[Dataset records]
PR #8322, opened 2026-06-17
fix: guard structured json alignment

### LINKED ISSUE #8320: json2 flush fails with "Failed to align JSON array, reason: expect struct array" when a JSON column has inconsistent native types across bulk parts
## What type of bug is this?

Crash / panic during flush.

Storage Engine (mito2), JSON v2 data type.

## What happened

Flushing a table with a JSON (json2) column can fail with:

```
Failed to align JSON array, reason: expect struct array
```

The error originates in `JsonArray::try_align` at `src/datatypes/src/vectors/json/array.rs:117-119`, where `self.inner.as_struct_opt()` returns `None`. Because the JSON vector builder unwraps the build result (`to_vector` -> `try_build().unwrap_or_else(|e| panic!(...))`), this surfaces as a hard failure during flush.

## Root cause

A json2 column's **physical** Arrow type depends on the inferred native type (`src/datatypes/src/types/json_type.rs:130` `JsonNativeType::as_arrow_type`):

| JSON native type | Arrow physical type |
|---|---|
| `Object{...}` | `Struct` |
| `Null` | `Null` (NullArray) |
| `Bool` / `Number` | `Boolean` / `Int64` / `UInt64` / `Float64` |
| `String` | `Utf8View` |
| `Array` | `List` |
| `Variant` | `Binary` |

So a JSON column is only a `StructArray` when its inferred native type is `Object`.

`JsonArray::try_align` (`array.rs:106`) only knows how to align **struct -> struct**: it calls `as_struct_opt()` and bails with `"expect struct array"` if the source array is not a struct. It cannot promote a non-struct array (NullArray / scalar / `Variant` Binary) into a merged object schema.

During flush, `align_parts` (`src/mito2/src/memtable/bulk/part.rs:483`) merges each JSON column's `JsonType` across all bulk parts into one unified type (line 500-507), then calls `JsonArray::from(column).try_align(merged.as_arrow_type())` on **every** part's column (line 530-535). When parts infer different native types for the same column, the merged type is typically promoted to `Object` (struct), but at least one part's physical column is still non-struct -> `try_align` fails.

## Reproduce conditions

Same JSON column, across bulk parts (or rows within a flush), inferred as inconsistent native types. Most likely triggers:

1. One part has the column **entirely NULL** -> inferred `JsonNativeType::Null` -> `NullArray`; another part has objects -> merged type `Object` -> aligning the NullArray to the struct target fails.
2. Mixed **scalar and object** JSON values across parts (e.g. one part is a string/number/`true`/`Variant`, another is an object).

To confirm a specific occurrence, enable the `common_telemetry::trace!` at `array.rs:111` ("Try aligning JSON array {from} to {to}") to see the non-struct source physical type.

## Affected versions

- **v1.1.0+** (and nightlies after 2026-04-23, commit `209880b991` "feat: json2 flush (#8011)").
- **Not** affected: v1.0.0 / v1.0.1 / v1.0.2 (released before #8011; do not contain this alignment path).

## Suggested fix directions

1. Make `try_align` handle non-struct sources: at minimum, when the source is a `NullArray`, build an all-null `StructArray` matching the target fields and row count. For scalar/`Variant` sources where the target is a struct, this indicates the merge step should have converged to `Variant` instead.
2. Fix `JsonType::merge` so that irreconcilable native types (`Object` vs non-`Object`) converge to `Variant` (Binary), so the alignment target is not a struct and `try_align` takes the `try_cast` branch.

Needs a closer look at `JsonType::merge`'s rules for `Object` vs `Null` / scalar to decide whether the fix belongs in merge or in `try_align`.

killme2008:

close https://github.com/GreptimeTeam/greptimedb/issues/8320

This PR fixes a compatibility issue for legacy JSON columns created before JSON v2.

Older table metadata may contain the `greptime.json` extension on a legacy JSON column whose physical Arrow type is still `Binary`. The current structured JSON paths only checked the extension metadata, so those legacy JSONB arrays could be treated as structured JSON and sent into JSON alignment. That fails with `expect struct array` because the array is not a `StructArray`.

The change makes structured JSON detection require both conditions:

- the field has the JSON extension metadata
- the physical Arrow type is `Struct`

It applies the guard across read, write, compaction, memtable bulk merge, record batch conversion, and parquet reader/writer paths. It also prevents `SHOW CREATE TABLE` from rendering legacy JSON columns as `JSON(format = 'structured')` only because stale extension metadata exists.

Added regression coverage for:

- legacy JSON with JSON extension metadata not entering structured JSON alignment
- JSON type hints not concretizing legacy JSON columns
- `SHOW CREATE TABLE` rendering legacy JSON as plain `JSON`

## PR Checklist

### DIFF
--- a/src/mito2/src/read/scan_region.rs
+++ b/src/mito2/src/read/scan_region.rs
@@ -31,7 +31,7 @@ use datafusion::physical_plan::expressions::DynamicFilterPhysicalExpr;
 use datafusion_common::Column;
 use datafusion_expr::Expr;
 use datafusion_expr::utils::expr_to_columns;
-use datatypes::schema::ext::ArrowSchemaExt;
+use datatypes::extension::json::is_structured_json_field;
 use datatypes::types::json_type::JsonNativeType;
 use futures::StreamExt;
 use itertools::Itertools;
@@ -443,7 +443,9 @@ impl ScanRegion {
             .metadata
             .schema
             .arrow_schema()
-            .has_json_extension_field()
+            .fields()
+            .iter()
+            .any(is_structured_json_field)
             .then_some(&self.request.json_type_hint)
             .inspect(|json_type_hint| {
                 debug!(
--- a/src/common/recordbatch/src/recordbatch.rs
+++ b/src/common/recordbatch/src/recordbatch.rs
@@ -21,7 +21,7 @@ use datafusion_common::arrow::array::ArrayRef;
 use datafusion_common::arrow::compute;
 use datafusion_common::arrow::datatypes::{DataType as ArrowDataType, SchemaRef as ArrowSchemaRef};
 use datatypes::arrow::array::{Array, AsArray, RecordBatchOptions};
-use datatypes::extension::json::is_json_extension_type;
+use datatypes::extension::json::is_structured_json_field;
 use datatypes::prelude::DataType;
 use datatypes::schema::SchemaRef;
 use datatypes::vectors::json::array::JsonArray;
@@ -359,13 +359,13 @@ fn maybe_align_json_array_with_schema(
     schema: &ArrowSchemaRef,
     arrays: Vec<ArrayRef>,
 ) -> Result<Vec<ArrayRef>> {
-    if schema.fields().iter().all(|f| !is_json_extension_type(f)) {
+    if schema.fields().iter().all(|f| !is_structured_json_field(f)) {
         return Ok(arrays);
     }
 
     let mut aligned = Vec::with_capacity(arrays.len());
     for (field, array) in schema.fields().iter().zip(arrays) {
-        if !is_json_extension_type(field) {
+        if !is_structured_json_field(field) {
             aligned.push(array);
             continue;
         }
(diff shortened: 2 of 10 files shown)


MichaelScofield (approved):

src/mito2/src/read/scan_region.rs
```diff
@@ -443,7 +443,9 @@ impl ScanRegion {
             .metadata
             .schema
             .arrow_schema()
-            .has_json_extension_field()
+            .fields()
+            .iter()
+            .any(is_structured_json_field)
```
fengjiachun, line 448: This guard also needs to be applied before `narrow_read_columns_by_json_type_hint()` mutates `read_cols` above. Legacy JSON columns can still have the `greptime.json` extension, so `json_get(j, "a")` produces a type hint; the unconditional narrowing turns a whole Binary root read into nested paths like `j.a`. Those paths do not match a Binary Parquet column, so the root is marked missing and later filled with nulls. Please only narrow read columns when the table has structured JSON fields, matching the mapper guard here.

MichaelScofield:
superceded by https://github.com/GreptimeTeam/greptimedb/pull/8323 which fixes the clippy by copilot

● **Problem to solve**
Take the lines above from the one containing "so that irreconcilable" to the one containing "close https://github.com/GreptimeTeam/greptimedb/issues/8320" and retype them exactly, both ends included, with nothing added.

● **Task output**
2. Fix `JsonType::merge` so that irreconcilable native types (`Object` vs non-`Object`) converge to `Variant` (Binary), so the alignment target is not a struct and `try_align` takes the `try_cast` branch.

Needs a closer look at `JsonType::merge`'s rules for `Object` vs `Null` / scalar to decide whether the fix belongs in merge or in `try_align`.

killme2008:

close https://github.com/GreptimeTeam/greptimedb/issues/8320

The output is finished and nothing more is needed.